PR #1234, opened 2017-09-05
Avoid asking notification permissions when testing in automation

vytis:
Since we moved code for handling this to SE there was no easy way to intercept the calls except from subclassing UIApplication.


mikeger:
That's a cool (and valid) hack!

####

**ACTION ITEM:**
Only the lines from the one holding "Avoid asking notification" to the end of the listing are to be written out, word for word.

**ANSWER BOX:**
Avoid asking notification permissions when testing in automation

vytis:
Since we moved code for handling this to SE there was no easy way to intercept the calls except from subclassing UIApplication.


mikeger:
That's a cool (and valid) hack!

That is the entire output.